Material for the task -
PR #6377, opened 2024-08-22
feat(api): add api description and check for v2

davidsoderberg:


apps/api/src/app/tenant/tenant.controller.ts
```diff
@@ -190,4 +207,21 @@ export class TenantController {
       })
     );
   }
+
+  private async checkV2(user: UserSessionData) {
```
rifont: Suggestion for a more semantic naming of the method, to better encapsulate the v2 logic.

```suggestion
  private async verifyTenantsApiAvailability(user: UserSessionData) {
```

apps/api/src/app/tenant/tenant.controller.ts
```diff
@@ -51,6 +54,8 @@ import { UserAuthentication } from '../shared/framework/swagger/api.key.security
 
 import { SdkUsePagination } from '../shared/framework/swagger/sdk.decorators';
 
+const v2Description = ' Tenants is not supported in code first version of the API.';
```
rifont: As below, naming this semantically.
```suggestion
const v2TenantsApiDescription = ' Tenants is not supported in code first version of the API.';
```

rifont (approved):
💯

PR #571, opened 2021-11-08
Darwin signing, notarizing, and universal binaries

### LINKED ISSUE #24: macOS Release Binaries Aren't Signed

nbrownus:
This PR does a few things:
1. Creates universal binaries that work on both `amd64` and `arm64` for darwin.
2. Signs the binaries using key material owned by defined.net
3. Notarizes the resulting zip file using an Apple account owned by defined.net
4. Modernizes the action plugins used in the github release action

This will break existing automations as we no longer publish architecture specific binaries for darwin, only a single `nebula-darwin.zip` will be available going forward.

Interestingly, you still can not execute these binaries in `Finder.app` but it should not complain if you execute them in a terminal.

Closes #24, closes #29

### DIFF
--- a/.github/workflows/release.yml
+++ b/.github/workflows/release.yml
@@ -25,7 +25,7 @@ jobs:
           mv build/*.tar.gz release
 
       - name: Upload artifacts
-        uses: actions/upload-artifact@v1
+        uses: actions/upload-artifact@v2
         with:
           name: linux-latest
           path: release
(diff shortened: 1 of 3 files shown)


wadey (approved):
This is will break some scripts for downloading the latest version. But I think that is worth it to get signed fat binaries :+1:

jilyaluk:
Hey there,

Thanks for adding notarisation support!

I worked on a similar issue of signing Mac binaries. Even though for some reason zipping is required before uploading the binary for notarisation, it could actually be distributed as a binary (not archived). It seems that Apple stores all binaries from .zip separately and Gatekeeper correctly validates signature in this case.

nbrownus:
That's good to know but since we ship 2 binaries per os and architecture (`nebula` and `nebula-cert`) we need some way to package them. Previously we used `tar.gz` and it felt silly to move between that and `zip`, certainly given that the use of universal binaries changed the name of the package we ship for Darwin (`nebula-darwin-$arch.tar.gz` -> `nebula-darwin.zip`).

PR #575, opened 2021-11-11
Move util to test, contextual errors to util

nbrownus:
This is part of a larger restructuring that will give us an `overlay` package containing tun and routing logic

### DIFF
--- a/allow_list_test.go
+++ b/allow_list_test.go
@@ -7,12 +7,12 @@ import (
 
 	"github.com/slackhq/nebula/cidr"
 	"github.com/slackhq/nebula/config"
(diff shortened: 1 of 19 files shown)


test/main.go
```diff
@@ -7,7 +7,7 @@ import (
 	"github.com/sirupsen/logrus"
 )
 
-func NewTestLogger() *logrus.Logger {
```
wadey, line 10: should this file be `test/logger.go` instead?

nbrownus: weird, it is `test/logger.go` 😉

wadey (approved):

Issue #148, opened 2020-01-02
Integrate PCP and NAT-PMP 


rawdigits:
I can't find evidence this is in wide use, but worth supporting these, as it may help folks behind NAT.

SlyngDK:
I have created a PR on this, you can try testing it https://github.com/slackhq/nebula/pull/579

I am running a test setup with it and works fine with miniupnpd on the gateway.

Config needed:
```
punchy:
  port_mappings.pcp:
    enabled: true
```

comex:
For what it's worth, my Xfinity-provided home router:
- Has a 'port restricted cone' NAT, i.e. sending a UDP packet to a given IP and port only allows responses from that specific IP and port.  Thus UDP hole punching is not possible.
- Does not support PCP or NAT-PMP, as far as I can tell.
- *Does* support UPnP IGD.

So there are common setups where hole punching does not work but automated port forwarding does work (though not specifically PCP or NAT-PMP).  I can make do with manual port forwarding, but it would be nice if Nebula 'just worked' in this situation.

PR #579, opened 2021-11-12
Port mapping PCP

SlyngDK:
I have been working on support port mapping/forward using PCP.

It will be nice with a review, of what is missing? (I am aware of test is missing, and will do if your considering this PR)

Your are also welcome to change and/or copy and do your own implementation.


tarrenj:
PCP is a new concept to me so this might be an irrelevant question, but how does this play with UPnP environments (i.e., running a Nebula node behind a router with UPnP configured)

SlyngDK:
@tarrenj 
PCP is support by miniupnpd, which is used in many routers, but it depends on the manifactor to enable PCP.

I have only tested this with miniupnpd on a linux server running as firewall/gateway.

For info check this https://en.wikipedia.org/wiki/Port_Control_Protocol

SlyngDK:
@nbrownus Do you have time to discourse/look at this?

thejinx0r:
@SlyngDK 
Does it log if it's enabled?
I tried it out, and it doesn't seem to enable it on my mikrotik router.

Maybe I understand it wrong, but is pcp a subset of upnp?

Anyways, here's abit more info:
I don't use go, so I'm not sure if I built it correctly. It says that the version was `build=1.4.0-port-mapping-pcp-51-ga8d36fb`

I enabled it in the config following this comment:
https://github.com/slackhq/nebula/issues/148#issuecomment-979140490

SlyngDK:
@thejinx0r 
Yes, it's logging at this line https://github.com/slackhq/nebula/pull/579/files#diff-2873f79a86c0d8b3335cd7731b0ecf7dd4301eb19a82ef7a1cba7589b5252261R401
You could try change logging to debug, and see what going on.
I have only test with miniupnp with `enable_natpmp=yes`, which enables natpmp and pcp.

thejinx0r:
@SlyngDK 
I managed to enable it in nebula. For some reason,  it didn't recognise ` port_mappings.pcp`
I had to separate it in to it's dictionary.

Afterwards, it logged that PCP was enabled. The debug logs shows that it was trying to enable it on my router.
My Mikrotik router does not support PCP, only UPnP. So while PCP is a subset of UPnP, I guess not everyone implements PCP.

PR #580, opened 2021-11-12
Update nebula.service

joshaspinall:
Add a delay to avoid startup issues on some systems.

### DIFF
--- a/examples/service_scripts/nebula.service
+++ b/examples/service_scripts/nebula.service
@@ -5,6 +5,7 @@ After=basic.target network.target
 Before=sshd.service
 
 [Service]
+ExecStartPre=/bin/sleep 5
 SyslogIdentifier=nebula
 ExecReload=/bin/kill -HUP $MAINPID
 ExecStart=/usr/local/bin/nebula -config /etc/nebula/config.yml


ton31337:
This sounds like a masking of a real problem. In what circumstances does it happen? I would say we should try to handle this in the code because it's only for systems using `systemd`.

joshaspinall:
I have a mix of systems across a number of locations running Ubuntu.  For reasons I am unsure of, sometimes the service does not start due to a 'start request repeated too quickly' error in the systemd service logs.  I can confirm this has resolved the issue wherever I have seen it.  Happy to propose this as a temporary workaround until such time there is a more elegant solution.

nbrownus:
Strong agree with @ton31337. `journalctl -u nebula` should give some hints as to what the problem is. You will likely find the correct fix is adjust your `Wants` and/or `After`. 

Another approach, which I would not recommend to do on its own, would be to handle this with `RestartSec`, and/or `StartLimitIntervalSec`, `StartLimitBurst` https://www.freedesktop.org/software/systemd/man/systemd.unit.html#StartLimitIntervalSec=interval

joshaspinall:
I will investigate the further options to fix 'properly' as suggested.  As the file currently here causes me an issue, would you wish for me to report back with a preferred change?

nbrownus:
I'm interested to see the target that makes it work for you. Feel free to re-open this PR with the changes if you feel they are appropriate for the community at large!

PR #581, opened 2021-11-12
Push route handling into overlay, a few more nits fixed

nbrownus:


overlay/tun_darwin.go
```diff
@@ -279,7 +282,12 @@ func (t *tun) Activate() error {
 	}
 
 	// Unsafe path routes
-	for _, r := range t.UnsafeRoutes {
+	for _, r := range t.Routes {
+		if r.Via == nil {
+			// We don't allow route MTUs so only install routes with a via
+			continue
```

Problem -
From the records above, retype only the lines starting at the line that contains "1. Creates universal" and ending at the line that contains "4. Modernizes the", both included.

Worked solution -
1. Creates universal binaries that work on both `amd64` and `arm64` for darwin.
2. Signs the binaries using key material owned by defined.net
3. Notarizes the resulting zip file using an Apple account owned by defined.net
4. Modernizes the action plugins used in the github release action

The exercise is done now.